WORK INSTRUCTIONS = Output the data below line for line, exactly, up to and including the line where "A common pitfall" appears.

Stored data entries =

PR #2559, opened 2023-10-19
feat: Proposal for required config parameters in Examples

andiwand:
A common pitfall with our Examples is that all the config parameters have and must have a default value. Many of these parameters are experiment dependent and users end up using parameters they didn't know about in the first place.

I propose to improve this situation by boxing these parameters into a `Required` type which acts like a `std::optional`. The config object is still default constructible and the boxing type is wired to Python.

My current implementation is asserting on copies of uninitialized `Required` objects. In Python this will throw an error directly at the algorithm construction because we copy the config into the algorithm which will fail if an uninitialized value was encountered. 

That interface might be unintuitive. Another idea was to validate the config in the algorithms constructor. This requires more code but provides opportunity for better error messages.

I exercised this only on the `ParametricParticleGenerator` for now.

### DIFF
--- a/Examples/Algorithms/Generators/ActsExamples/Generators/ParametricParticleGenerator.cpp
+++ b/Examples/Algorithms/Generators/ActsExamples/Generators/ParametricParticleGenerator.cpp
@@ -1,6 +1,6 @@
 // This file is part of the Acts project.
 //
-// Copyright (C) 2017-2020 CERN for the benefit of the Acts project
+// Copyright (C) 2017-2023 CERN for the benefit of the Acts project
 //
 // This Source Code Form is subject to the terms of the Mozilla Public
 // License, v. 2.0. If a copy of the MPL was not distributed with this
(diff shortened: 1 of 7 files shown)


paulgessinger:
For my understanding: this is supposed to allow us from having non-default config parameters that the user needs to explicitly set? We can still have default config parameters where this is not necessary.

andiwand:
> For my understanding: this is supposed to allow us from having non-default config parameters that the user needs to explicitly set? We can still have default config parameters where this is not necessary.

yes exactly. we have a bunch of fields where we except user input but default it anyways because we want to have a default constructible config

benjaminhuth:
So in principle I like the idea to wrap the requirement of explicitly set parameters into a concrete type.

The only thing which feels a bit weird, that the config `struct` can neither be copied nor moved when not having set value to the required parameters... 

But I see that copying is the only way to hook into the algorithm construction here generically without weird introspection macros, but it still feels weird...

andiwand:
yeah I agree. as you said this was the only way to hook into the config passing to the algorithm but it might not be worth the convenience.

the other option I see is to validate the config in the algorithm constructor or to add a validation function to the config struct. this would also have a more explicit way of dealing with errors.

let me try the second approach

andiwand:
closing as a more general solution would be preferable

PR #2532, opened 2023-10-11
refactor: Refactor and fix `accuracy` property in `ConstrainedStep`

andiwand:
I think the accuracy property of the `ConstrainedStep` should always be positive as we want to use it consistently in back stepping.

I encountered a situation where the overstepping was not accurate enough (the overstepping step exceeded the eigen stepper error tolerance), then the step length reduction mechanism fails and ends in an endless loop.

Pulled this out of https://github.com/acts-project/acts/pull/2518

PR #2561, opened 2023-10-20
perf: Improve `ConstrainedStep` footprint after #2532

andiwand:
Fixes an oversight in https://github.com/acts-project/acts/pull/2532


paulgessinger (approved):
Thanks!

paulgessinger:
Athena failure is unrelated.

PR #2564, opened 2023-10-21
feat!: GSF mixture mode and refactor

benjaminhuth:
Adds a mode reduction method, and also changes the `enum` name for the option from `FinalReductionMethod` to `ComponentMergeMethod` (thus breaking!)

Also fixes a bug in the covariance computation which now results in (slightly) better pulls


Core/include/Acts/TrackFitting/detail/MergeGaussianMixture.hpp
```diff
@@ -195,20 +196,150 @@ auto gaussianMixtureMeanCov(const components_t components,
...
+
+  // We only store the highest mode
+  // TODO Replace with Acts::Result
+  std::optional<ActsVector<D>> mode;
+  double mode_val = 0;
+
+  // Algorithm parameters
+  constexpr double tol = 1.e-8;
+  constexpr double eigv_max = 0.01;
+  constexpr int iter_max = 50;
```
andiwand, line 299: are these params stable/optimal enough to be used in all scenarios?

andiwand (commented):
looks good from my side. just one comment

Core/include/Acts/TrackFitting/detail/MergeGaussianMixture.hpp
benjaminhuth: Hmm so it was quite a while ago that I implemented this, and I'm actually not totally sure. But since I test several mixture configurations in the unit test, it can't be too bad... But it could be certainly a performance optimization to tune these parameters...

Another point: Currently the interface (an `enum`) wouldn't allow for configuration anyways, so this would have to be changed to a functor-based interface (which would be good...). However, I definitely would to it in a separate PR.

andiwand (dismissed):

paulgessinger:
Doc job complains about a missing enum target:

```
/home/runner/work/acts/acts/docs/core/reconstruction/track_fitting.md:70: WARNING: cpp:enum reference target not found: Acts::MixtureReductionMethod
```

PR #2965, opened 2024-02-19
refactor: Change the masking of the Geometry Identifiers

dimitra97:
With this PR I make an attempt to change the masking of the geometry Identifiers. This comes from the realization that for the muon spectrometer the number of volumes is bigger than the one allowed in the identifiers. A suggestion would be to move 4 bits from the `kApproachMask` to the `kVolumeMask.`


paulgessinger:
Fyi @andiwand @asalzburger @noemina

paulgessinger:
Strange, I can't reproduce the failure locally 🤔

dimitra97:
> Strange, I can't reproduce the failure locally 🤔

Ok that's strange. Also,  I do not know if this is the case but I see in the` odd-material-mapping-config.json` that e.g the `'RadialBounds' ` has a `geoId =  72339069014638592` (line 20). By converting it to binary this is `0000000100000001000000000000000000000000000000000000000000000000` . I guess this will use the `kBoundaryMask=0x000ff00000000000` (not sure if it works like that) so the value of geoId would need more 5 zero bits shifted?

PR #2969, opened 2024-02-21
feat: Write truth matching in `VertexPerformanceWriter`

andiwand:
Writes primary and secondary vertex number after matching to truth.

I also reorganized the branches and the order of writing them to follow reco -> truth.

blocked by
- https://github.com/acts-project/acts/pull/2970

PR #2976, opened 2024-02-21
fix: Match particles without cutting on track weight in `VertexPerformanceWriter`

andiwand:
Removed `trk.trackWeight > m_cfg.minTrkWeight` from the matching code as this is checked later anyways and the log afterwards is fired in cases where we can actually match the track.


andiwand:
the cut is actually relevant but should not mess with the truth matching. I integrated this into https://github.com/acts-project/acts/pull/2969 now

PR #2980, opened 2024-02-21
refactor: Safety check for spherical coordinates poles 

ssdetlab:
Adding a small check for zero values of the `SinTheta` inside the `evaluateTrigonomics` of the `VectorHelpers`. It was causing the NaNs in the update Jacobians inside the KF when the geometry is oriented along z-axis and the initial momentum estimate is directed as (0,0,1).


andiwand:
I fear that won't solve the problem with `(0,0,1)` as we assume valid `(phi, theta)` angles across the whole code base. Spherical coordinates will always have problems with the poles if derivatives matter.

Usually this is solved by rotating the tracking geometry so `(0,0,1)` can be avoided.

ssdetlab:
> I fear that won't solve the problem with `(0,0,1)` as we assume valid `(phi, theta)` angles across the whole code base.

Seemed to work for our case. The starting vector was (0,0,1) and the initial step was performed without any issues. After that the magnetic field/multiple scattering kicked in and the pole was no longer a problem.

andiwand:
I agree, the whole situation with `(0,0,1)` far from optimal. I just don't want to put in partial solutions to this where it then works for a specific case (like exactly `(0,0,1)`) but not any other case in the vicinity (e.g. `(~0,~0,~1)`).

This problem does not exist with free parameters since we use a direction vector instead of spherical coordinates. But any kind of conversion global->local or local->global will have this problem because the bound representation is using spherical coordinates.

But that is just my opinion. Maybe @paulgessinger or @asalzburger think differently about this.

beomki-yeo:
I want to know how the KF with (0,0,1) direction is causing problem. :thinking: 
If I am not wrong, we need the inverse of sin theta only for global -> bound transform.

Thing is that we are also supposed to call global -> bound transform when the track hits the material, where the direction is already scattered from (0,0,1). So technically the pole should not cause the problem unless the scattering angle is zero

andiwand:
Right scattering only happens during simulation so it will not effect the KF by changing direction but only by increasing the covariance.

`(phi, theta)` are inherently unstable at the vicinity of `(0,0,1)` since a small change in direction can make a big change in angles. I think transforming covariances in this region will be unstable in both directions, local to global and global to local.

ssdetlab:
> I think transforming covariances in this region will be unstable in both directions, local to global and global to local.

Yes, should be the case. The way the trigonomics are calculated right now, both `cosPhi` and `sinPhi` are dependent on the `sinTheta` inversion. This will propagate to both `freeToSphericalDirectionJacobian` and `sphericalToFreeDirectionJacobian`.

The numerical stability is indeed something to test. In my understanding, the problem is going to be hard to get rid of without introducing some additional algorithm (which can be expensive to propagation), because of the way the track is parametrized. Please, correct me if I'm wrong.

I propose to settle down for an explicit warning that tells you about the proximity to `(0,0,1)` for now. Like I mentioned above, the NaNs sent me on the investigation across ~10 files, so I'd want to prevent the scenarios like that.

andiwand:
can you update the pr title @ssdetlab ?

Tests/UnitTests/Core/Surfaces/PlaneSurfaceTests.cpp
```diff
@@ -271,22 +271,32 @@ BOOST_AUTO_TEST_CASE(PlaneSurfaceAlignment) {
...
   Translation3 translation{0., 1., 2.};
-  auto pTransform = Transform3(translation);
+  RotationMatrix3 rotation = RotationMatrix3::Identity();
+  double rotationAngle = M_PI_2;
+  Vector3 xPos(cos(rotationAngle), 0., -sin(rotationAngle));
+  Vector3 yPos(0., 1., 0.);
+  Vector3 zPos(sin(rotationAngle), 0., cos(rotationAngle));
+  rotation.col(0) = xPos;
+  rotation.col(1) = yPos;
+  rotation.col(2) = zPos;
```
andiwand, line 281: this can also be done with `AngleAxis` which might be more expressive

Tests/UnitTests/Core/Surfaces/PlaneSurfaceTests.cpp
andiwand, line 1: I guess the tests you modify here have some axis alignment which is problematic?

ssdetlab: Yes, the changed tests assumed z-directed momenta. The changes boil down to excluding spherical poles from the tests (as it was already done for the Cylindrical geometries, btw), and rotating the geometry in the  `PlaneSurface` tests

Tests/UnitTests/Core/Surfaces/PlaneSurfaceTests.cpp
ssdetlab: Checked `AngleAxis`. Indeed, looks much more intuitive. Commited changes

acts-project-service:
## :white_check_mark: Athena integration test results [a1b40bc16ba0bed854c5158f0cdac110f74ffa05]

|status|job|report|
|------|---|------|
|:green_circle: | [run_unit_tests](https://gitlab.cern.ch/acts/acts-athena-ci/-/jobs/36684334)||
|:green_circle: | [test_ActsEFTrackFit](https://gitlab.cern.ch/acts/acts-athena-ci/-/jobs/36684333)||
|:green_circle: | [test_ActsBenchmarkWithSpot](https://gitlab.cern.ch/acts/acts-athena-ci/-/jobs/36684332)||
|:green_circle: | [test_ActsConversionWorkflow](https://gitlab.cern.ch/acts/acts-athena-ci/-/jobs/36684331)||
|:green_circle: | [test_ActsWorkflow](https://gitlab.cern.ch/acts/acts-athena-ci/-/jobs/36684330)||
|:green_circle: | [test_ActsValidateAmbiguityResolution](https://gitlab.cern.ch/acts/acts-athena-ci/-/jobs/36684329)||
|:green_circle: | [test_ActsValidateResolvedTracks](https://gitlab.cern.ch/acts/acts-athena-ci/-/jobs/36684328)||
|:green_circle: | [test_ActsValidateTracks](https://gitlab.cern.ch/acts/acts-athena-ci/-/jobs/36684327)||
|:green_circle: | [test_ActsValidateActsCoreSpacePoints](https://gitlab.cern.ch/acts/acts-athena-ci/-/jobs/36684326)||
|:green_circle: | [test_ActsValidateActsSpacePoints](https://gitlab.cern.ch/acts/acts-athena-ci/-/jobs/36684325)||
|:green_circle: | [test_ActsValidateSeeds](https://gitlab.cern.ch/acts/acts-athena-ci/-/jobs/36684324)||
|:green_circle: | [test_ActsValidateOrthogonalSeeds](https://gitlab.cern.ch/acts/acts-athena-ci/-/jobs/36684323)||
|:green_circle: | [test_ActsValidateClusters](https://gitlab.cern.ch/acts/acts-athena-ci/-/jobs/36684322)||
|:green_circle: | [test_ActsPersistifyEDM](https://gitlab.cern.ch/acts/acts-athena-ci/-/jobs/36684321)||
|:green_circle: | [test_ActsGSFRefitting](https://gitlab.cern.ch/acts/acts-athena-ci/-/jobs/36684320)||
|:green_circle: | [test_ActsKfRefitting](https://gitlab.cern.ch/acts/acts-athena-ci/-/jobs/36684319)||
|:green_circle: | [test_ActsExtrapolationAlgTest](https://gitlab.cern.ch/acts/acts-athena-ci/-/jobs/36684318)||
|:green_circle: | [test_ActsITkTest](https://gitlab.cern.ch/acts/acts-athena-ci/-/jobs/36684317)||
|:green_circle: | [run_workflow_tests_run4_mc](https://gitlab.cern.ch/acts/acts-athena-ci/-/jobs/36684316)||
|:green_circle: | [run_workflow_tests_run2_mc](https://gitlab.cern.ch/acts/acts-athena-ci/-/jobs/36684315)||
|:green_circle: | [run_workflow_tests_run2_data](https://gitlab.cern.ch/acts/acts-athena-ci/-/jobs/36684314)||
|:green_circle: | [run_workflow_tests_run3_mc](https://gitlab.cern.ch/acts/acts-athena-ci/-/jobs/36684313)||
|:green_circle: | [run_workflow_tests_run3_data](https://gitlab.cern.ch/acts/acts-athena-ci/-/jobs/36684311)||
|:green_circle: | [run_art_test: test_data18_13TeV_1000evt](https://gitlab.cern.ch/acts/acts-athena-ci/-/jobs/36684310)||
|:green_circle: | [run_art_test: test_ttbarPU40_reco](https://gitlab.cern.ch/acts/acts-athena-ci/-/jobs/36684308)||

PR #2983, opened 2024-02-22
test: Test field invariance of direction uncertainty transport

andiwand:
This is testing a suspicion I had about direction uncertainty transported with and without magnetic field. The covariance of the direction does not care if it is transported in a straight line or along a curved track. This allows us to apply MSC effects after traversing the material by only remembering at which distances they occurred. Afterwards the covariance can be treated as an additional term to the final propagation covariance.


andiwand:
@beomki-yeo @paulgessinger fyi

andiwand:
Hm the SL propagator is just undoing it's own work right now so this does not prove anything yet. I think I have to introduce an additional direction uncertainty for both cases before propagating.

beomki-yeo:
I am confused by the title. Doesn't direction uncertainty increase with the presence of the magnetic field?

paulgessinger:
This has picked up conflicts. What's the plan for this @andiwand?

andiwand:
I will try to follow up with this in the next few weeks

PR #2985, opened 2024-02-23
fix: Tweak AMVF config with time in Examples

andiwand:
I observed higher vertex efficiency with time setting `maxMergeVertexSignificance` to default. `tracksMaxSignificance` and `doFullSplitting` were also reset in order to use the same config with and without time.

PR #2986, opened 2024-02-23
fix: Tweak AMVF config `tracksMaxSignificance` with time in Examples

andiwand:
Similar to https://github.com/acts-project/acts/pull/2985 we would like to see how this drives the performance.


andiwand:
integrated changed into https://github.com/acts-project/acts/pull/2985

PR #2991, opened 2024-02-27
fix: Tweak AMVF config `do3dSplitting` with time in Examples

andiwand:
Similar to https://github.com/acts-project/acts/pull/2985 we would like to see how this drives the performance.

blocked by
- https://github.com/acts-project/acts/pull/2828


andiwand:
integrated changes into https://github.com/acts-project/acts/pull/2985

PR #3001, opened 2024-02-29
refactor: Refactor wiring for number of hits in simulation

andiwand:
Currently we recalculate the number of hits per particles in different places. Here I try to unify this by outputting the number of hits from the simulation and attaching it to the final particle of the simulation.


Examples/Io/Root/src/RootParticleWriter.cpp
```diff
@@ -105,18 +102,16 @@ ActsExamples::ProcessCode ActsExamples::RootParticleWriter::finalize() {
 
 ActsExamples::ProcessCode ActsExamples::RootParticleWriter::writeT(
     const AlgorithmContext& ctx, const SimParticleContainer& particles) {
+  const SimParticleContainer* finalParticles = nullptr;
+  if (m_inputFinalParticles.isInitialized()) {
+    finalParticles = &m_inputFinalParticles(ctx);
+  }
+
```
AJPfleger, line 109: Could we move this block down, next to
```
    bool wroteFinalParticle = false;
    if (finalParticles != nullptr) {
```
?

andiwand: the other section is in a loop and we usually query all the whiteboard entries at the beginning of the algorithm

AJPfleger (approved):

PROBLEM SOLUTION =
PR #2559, opened 2023-10-19
feat: Proposal for required config parameters in Examples

andiwand:
A common pitfall with our Examples is that all the config parameters have and must have a default value. Many of these parameters are experiment dependent and users end up using parameters they didn't know about in the first place.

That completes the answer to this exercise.